I flew Icelandair premium class for 10 hours & found it's not as deluxe as other long-haul carriers.
I opted to upgrade for more spacious seats, complimentary meals, and included Wi-Fi.
For me, Saga Premium was worth it for my comfort and other perks.
I gave Icelandair's Saga Premium class a try in hopes of finding a good place between business class and basic economy.
On recent long flights to French Polynesia and Thailand, I flew in United Polaris business class with lie-flat seats and loved the decadent, luxurious experience. But it was hard to swallow paying $3,000 or more for such lie-down seats on United or another long-haul carrier when I only had to hop from Denver to Dublin earlier this year.
So, I opted for a less expensive, but still upgraded, seat in Icelandair's Saga Premium class. I didn't have lie-flat seats but still enjoyed plenty of benefits.
Here's what it was like to fly from Denver to Dublin with a stopover in Reykjavik for a total of about 10 hours in the air.
Icelandair's Saga Premium passengers have their own check-in counter at Denver International Airport.
I bypassed a long line of economy passengers to check in quickly for my flights from Denver to Reykjavik (7 1/2 hours) and Reykjavik to Dublin (2 1/2 hours).
The gate agent didn't mention access to a business lounge prior to my flight. I knew was included with my Saga Premium fare so I asked for entry.
This airport doesn't have a dedicated Icelandair lounge, so Saga Premium passengers can kick back with free drinks and a complimentary buffet in the United Club.
I was among the first to board the plane – ahead of economy, where the seat configuration for the plane I took was 3-3. Economy seats had 32 inches of legroom.
Saga Premium seats are 2-2 with 40 inches of legroom. Upon arriving at my aisle seat, I found bottled water, a pillow, a cotton blanket, and an amenity kit.

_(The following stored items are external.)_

PR #4130, opened 2022-04-20
Add update strategy and node selector overlay to Antrea 1.2.3 package

blc1996:
Signed-off-by: Lucheng Bao <luchengb@vmware.com>

We need to enforce the update strategy of all the deployment and daemonset running on Supervisor cluster. Also, add nodeSelector configuration to deployments.

Fixes: # https://github.com/vmware-tanzu/tanzu-framework/issues/1850

Manually tested the templates

I understand that Antrea intentionally set the update strategy of deployment as reCreate to avoid running 2 instances of Antrea controller pods at the same time. However, it is required by superviser cluster in vSphere that we must enforce these strategies. This is the current implementation in Supervisor cluster's guest cluster controller. Manual testing also didn't show immediate error.


shivaani0505 (dismissed):
LGTM

knabben (approved):

addons/packages/antrea/1.2.3/test/antrea_test.go
```diff
@@ -8,6 +8,7 @@ import (
 	"strings"
 
 	corev1 "k8s.io/api/core/v1"
+	appsv1 "k8s.io/api/apps/v1"
```
seemiller, line 11: @blc1996 This file is failing the Golang linter check here (I believe these imports should be alphabetized). You can run the check yourself with `make lint` to see the error.

seemiller (changes requested):

addons/packages/antrea/1.2.3/test/antrea_test.go
blc1996: Fixed

seemiller (approved):

PR #4131, opened 2022-04-20
Add update strategy and node selector overlay to Calico 3.22.1 package

blc1996:
Signed-off-by: Lucheng Bao <luchengb@vmware.com>

We need to enforce the update strategy of all the deployment and daemonset running on Supervisor cluster. Also, add nodeSelector configuration to deployments.

Fixes: # https://github.com/vmware-tanzu/tanzu-framework/issues/1850

Manually tested the templates

I understand that Calico intentionally set the update strategy of deployment as reCreate to avoid running 2 instances of Calico controller pods at the same time. However, it is required by superviser cluster in vSphere that we must enforce these strategies. This is the current implementation in Supervisor cluster's guest cluster controller. Manual testing also didn't show immediate error.


12345lcr (commented):
We have some template testing on `addons/packages/calico/3.22.1/test`. Perhaps it would be better to add some tests there for the newly added fields

12345lcr (approved):
LGTM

I was surprised my overstuffed tote bag didn't fit easily under the Saga Premium seats in front of me — perhaps because of the metal footrests in the way.
No worries, though. I slid my bag into the overhead bin and enjoyed a complimentary glass of prosecco before takeoff.

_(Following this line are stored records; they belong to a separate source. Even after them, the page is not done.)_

PR #4160, opened 2022-04-23
Make unmanaged e2e test runs explicit action

### LINKED ISSUE #4112: `unmanaged-cluster` e2e tests should _not_ be included in unit tests
## Bug Report

Currently, when running the `go test` suite for `unmanaged-cluster`, the e2e tests also get picked up.

This is ok for now, but problematic in the long run since e2e tests take longer and are far more resource intensive. We shouldn't slow down unit testing turn around time with e2e tests.

## Expected Behavior

`go test ./...` should run _only_ the unit tests.

## Steps to Reproduce the Bug

Run `go test ./...` in `unmanaged-cluster` directory and notice the e2e tests run.

stmcginnis:

The current setup causes e2e tests to be run like any normal unit test,
making it difficult to quickly run unit testing.

This separates out the e2e tests so they need to be explicitly invoked
by requiring `-tags=e2e` in the invocation of `go test`.

Fixes: #4112 

Ran unit and e2e tests locally.

### DIFF
--- a/Makefile
+++ b/Makefile
@@ -507,6 +507,6 @@ vsphere-management-and-workload-cluster-e2e-test:
 	BUILD_VERSION=$(BUILD_VERSION) test/vsphere/run-tce-vsphere-management-and-workload-cluster.sh
 
 unmanaged-cluster-e2e-test:
-	cd cli/cmd/plugin/unmanaged-cluster/test/e2e && BUILD_VERSION=$(BUILD_VERSION) ROOT_DIR=$(ROOT_DIR) go test -test.v -timeout 180m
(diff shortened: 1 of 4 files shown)


aman556 (dismissed):
LGTM! 
Thanks Sean.

joshrosso (dismissed):
lgtm.

In [the issue](https://github.com/vmware-tanzu/community-edition/issues/4112#issuecomment-1107537432) you mentioned:

> I think we should adopt this and get it documented as what we expect when adding e2e tests.

Can we add documentation somewhere around this behavior change?

I believe the right location is:

https://tanzucommunityedition.io/docs/main/contribute/contributing/#running-tanzu-community-edition-specific-plugin-tests

jpmcb (approved):
This LGTM!! Also looking at the followup PR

After takeoff, I could enjoy the in-flight entertainment – including movies, TV shows, and music – on the seatback screen, which also had a USB charger.
Noise-canceling headsets that plug into the seatback screen are complimentary for Saga Premium flyers.
An outlet was also available under my seat for larger electronics.
As a Saga Premium passenger, I had free Wi-Fi on my phone and laptop throughout the flight.
My flight attendant presented a dinner menu and took my order soon after takeoff.
The complimentary drink menu included wines, beers, cocktails, and non-alcoholic beverages. I could also choose from an entire gin library or get free snacks and candy.
I opted for a glass of a red blend from Spain that arrived with the yummiest peppery cheese snacks.
I thought the beef was tough, so I didn't eat much of it, but I devoured the sweet-potato puree and the ancient-grains salad.
The first leg of my flight was scheduled for 7 1/2 hours, but it seemed to go quicker than that. I watched a movie and slept until the crew started gearing up for morning service.
I opted for a ham-and-cheese croissant served with a side of fruit. The croissant was fine – nothing to write home about.
I was among the first off the plane to board a shuttle bus to the airport terminal in chilly, rainy Reykjavik.
My most-appreciated amenity at Keflavik Airport were the private bathroom stalls with their own sinks. There, I regrouped and freshened up after my overnight flight.
Though I had priority boarding for my connecting flight to Dublin, I ended up at the back of the bus, so I was among the last to board the plane.
Saga Premium seats on the short 2-1/2-hour flight to Dublin were outfitted with bottled water, pillows, and cotton blankets.
Like with my first international flight, my Saga Premium seat had plenty of legroom and a metal footrest. My tote bag still didn't fit under the seat.
My complimentary breakfast was a highlight, I especially liked the tomato frittata and the oatmeal with seeds and fruit.
Before I knew it, it was time to land. Though I made it through immigration quickly in Dublin, it took 45 minutes for my checked luggage to arrive in the baggage claim.
That snafu aside, I enjoyed my upgraded service in Icelandair's Saga Premium class. I'm not disappointed I shelled out $1,800 for the one-way flights.
One benefit for Icelandair passengers is the carrier's stopover program where you can stay in Iceland for up to seven days for no additional airfare. I plan to take advantage of this on the way home.
I think my Saga Premium return ticket and an upscale hotel stay in Iceland for a day is the ideal splurge to cap off my month-long travels in Ireland and the UK.